Since only the total matters, count the lines of these entries containing the word "options" and write that total alone.

[Stored items]
━━━━━━━━━━━━━━━━
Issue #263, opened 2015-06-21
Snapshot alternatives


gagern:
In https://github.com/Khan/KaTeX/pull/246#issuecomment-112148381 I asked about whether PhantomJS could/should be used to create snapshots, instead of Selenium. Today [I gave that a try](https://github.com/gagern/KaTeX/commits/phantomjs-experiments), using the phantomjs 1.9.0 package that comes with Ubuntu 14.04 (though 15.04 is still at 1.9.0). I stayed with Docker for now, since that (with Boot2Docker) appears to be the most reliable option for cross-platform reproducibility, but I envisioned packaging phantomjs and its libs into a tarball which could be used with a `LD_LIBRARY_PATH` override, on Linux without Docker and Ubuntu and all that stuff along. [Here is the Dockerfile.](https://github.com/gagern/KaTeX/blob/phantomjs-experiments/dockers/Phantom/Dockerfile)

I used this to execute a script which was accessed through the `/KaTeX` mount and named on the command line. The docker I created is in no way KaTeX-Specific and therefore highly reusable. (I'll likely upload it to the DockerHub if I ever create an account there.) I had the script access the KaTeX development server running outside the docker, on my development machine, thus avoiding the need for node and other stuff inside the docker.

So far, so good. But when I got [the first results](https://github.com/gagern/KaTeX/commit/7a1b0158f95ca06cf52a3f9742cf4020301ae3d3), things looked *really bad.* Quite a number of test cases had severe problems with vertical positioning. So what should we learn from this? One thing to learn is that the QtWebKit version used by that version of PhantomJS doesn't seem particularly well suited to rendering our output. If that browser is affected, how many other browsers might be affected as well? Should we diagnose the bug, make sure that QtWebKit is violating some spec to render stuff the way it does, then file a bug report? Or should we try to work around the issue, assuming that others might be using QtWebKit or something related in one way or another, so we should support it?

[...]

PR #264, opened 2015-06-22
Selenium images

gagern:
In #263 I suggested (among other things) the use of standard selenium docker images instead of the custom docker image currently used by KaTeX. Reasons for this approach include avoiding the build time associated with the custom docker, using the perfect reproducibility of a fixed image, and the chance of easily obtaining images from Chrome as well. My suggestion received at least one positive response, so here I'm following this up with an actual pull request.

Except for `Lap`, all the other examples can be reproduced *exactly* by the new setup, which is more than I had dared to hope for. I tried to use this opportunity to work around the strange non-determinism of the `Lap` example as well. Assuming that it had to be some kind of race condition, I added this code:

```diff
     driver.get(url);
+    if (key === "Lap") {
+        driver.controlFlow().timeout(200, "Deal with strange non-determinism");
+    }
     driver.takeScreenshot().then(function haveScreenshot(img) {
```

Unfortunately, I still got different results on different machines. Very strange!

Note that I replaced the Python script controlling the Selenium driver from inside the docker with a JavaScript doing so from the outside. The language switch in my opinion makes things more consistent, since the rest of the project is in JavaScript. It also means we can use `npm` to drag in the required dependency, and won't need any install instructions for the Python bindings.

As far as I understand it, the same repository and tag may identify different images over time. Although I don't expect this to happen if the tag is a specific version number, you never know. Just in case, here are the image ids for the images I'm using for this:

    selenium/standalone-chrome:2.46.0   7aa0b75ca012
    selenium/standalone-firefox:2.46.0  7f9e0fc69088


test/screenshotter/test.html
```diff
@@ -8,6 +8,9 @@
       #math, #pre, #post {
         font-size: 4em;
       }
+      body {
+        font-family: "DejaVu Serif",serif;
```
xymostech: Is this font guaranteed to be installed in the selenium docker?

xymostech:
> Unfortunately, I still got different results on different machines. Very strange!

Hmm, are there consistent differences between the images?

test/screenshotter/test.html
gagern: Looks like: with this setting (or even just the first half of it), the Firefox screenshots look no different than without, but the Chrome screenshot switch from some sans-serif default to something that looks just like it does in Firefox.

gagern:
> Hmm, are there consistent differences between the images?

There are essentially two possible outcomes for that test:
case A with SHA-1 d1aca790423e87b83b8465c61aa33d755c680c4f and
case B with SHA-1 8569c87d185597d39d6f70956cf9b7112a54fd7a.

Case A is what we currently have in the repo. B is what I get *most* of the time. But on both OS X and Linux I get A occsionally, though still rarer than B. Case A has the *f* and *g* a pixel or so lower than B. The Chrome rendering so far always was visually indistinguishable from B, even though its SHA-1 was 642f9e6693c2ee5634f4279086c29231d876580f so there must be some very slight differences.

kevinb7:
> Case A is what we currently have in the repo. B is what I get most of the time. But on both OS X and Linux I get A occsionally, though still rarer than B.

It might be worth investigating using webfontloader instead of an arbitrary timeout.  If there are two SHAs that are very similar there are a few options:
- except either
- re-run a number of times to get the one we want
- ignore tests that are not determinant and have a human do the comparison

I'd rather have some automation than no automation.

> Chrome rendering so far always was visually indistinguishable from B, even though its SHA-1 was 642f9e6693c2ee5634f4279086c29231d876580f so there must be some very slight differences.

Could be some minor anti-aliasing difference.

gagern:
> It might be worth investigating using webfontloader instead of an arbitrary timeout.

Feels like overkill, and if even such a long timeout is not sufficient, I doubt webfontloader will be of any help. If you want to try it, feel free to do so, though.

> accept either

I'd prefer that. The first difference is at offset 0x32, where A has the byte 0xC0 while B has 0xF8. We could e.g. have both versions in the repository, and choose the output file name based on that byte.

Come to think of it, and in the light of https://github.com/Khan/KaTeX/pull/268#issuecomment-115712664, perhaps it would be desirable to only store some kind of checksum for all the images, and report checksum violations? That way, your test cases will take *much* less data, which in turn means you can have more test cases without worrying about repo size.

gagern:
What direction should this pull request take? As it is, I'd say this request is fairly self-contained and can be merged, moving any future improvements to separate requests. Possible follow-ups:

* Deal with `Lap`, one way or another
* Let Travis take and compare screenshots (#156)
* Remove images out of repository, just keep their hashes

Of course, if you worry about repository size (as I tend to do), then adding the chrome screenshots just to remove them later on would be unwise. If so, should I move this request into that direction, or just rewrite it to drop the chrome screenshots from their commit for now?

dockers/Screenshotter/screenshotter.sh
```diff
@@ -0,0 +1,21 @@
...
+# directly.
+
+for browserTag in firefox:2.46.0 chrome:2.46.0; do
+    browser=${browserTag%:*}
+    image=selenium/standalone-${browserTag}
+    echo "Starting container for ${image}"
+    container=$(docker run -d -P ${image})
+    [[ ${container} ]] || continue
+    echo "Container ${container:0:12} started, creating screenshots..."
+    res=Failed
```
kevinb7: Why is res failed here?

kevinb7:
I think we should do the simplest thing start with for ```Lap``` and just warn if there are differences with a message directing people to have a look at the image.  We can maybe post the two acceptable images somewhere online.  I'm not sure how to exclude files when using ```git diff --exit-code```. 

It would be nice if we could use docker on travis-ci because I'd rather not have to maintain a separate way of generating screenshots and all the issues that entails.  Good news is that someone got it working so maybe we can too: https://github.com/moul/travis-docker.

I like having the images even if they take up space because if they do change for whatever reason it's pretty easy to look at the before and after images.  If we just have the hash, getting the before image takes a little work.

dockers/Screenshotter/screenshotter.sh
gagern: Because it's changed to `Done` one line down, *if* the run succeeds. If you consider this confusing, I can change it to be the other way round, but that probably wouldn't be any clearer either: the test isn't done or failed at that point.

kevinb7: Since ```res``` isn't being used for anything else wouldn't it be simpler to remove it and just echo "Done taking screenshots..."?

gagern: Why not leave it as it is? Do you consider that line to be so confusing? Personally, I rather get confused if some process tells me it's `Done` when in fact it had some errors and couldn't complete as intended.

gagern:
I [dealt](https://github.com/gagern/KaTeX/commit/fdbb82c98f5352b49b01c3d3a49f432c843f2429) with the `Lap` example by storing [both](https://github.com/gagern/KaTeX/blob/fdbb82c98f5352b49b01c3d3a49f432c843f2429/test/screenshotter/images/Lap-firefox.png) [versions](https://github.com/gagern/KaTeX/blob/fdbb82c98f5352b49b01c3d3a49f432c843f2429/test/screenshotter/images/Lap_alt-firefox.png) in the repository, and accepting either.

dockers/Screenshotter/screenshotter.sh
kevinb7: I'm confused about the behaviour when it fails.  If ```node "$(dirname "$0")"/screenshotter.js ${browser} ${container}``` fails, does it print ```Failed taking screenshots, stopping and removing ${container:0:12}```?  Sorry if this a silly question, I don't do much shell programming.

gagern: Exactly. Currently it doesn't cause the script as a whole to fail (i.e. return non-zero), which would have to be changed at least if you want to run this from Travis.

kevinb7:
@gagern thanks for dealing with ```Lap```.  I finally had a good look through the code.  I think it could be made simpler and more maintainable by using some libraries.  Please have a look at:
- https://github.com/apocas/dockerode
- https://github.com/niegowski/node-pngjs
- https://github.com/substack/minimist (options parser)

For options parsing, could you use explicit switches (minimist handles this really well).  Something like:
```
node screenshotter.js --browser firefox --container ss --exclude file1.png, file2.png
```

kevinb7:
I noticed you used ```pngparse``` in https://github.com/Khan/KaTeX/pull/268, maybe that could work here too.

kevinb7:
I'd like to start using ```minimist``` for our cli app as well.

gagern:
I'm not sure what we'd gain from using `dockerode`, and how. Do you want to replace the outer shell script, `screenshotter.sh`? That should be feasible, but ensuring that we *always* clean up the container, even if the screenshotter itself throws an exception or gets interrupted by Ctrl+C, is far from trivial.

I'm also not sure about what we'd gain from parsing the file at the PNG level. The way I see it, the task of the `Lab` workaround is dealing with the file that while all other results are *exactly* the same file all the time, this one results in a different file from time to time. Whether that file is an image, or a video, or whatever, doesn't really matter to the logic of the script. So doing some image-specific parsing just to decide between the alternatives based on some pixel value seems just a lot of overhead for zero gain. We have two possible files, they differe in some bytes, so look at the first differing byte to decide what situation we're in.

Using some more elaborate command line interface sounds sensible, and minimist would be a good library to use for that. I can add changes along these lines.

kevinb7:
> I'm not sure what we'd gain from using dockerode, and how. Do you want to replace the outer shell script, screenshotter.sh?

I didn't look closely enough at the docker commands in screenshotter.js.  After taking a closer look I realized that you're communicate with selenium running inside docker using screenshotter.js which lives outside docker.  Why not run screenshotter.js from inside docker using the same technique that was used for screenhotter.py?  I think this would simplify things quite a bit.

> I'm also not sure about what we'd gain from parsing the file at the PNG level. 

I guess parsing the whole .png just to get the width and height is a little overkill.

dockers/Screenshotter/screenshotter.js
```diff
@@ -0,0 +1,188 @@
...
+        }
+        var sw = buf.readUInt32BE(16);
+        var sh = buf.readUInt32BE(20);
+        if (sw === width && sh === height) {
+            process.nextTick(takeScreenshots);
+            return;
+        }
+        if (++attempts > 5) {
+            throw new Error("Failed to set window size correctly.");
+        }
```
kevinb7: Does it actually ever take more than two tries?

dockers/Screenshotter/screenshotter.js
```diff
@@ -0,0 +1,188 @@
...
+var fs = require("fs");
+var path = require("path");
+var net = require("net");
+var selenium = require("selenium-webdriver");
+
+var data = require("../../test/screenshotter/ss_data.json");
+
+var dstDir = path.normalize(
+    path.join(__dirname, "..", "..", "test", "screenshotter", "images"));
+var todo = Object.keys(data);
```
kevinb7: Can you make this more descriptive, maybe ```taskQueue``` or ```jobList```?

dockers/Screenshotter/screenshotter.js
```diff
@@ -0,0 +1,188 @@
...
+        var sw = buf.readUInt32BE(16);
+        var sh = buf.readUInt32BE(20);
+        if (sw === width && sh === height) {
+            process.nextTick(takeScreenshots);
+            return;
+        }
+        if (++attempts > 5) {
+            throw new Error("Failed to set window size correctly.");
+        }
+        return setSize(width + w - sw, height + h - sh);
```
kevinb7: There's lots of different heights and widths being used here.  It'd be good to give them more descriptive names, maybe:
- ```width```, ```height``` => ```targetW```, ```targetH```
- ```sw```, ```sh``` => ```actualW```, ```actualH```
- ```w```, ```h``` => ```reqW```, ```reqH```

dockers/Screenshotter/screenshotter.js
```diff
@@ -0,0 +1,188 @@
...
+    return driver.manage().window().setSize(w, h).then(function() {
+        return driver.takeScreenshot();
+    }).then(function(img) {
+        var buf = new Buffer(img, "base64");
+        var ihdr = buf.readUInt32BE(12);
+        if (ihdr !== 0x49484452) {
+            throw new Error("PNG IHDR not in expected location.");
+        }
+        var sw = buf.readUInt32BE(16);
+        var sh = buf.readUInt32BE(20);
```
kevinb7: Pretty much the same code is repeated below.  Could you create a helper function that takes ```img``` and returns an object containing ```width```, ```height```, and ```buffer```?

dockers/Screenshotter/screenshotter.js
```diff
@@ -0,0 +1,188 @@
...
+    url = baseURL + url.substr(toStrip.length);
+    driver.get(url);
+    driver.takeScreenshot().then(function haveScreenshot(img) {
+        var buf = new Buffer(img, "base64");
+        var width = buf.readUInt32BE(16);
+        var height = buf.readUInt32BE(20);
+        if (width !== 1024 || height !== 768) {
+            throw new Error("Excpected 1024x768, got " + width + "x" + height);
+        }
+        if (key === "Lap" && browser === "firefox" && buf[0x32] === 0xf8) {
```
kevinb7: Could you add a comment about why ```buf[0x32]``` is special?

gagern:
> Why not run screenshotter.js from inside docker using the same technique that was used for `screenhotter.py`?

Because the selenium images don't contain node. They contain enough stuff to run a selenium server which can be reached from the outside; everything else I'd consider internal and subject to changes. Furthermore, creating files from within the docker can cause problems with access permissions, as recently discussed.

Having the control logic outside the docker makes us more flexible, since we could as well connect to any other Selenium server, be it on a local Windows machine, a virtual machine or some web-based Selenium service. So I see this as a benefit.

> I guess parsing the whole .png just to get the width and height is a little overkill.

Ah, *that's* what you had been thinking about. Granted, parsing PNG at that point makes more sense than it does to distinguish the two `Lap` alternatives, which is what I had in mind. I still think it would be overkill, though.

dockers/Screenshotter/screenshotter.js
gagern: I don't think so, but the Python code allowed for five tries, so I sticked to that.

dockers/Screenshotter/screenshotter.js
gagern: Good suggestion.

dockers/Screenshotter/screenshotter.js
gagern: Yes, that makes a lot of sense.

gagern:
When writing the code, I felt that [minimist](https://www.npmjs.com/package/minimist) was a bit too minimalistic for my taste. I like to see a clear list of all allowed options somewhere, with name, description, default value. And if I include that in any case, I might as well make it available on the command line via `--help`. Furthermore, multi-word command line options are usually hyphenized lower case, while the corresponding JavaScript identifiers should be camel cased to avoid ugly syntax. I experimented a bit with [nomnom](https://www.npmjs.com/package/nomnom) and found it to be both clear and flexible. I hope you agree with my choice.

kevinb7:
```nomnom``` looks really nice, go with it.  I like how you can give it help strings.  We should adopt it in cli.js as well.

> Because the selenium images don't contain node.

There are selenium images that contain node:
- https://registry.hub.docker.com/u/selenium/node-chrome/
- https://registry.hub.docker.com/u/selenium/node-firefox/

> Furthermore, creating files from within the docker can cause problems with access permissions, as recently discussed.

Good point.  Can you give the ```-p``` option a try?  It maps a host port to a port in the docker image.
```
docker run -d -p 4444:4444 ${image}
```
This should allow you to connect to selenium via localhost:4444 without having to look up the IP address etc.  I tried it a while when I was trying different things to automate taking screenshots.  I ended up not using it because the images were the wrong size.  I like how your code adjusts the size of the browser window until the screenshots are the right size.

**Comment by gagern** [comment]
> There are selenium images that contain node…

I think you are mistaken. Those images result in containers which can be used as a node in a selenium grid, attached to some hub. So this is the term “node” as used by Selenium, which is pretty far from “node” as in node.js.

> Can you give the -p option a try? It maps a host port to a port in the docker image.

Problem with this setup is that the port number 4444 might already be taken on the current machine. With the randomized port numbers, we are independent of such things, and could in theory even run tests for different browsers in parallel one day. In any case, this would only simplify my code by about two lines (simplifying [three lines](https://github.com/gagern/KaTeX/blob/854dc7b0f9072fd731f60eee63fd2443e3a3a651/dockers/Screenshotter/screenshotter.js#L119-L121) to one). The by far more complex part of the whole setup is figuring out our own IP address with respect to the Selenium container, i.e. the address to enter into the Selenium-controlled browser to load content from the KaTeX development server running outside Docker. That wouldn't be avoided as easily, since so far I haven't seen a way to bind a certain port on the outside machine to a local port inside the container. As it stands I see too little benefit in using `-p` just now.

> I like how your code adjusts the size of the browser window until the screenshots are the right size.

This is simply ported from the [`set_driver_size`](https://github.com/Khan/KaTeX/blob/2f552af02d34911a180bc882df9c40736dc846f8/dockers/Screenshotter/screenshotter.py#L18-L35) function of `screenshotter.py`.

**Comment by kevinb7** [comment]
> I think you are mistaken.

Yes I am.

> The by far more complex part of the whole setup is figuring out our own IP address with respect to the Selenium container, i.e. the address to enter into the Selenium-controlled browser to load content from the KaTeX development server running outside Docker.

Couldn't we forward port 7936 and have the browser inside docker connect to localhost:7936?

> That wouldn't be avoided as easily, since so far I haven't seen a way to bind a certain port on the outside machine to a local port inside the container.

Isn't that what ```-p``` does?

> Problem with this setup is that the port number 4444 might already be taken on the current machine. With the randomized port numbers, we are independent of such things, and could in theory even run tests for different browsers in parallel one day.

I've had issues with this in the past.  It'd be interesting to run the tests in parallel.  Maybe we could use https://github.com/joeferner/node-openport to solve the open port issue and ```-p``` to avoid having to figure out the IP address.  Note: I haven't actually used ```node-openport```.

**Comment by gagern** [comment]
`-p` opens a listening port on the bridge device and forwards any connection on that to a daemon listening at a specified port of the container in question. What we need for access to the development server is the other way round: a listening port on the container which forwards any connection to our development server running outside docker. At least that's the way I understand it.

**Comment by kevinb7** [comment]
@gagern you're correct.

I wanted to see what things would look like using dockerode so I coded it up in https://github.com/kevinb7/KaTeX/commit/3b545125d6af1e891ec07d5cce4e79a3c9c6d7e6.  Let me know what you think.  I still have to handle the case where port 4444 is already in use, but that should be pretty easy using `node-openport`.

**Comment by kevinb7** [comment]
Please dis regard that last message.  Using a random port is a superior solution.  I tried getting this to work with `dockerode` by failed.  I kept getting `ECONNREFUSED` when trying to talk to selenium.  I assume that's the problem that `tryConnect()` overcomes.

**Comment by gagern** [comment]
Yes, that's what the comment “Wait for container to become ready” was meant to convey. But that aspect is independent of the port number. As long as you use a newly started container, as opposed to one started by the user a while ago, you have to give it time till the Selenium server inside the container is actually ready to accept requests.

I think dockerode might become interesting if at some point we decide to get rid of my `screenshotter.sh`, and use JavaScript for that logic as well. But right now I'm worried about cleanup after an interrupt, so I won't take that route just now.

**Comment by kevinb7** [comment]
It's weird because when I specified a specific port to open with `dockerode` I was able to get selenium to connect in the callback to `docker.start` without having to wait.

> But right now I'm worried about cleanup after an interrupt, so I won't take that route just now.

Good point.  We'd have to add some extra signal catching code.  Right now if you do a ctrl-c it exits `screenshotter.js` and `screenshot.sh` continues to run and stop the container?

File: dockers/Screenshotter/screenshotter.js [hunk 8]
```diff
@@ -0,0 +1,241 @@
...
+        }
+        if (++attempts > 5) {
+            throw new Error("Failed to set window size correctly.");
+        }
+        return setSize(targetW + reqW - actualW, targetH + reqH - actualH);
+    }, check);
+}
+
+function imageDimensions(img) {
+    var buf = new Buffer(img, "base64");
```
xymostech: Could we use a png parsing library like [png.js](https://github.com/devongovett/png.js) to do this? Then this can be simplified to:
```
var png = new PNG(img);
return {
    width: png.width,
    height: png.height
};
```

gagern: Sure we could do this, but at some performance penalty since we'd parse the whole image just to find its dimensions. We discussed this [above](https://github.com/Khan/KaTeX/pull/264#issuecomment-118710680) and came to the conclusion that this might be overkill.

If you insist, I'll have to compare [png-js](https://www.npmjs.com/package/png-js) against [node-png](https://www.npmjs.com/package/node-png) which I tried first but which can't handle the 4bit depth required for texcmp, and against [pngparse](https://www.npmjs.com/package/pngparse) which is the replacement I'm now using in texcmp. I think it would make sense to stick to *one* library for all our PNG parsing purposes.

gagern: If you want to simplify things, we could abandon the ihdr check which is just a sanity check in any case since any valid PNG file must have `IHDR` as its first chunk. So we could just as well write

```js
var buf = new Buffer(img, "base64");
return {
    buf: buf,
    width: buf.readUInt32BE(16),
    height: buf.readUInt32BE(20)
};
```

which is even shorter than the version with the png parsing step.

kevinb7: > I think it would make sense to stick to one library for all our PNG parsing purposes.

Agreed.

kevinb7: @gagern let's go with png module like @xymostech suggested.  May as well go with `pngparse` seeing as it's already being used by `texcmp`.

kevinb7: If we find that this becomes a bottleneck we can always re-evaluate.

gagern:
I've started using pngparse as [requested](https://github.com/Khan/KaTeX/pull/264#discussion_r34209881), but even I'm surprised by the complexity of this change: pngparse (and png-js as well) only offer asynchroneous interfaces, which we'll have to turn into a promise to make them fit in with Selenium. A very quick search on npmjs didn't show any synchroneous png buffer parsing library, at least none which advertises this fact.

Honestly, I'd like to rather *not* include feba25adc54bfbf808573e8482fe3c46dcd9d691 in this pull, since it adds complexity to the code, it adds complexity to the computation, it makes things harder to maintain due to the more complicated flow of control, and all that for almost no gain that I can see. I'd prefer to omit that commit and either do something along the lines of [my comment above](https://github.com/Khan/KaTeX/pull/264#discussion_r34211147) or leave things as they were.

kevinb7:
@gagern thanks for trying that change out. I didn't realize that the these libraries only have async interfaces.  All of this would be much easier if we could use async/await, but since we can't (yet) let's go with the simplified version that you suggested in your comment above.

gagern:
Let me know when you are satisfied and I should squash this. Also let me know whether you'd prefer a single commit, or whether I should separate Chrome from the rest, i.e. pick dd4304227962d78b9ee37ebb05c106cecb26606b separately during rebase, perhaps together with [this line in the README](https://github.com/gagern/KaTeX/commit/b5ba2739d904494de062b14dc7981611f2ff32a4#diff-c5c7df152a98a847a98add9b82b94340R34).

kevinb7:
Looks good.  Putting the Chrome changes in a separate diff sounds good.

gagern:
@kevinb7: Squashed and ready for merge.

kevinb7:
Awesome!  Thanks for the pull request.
━━━━━━━━━━━━━━━━
# [YOUR RESPONSE]
4